Dataset excerpts:
[Start of Attachment]

PR #9284, opened 2024-11-19
embed simpleson JSON lib and possibility to load monsters data from external jsons

CMiSSioN:
1. Added third party JSON parsing library
2. Possibility to load monsters data from external JSON files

[End of Attachment]

Your objective ▸ What you return must match the records above exactly, line for line.

Result of this task ▸
PR #9284, opened 2024-11-19
embed simpleson JSON lib and possibility to load monsters data from external jsons

CMiSSioN:
1. Added third party JSON parsing library
2. Possibility to load monsters data from external JSON files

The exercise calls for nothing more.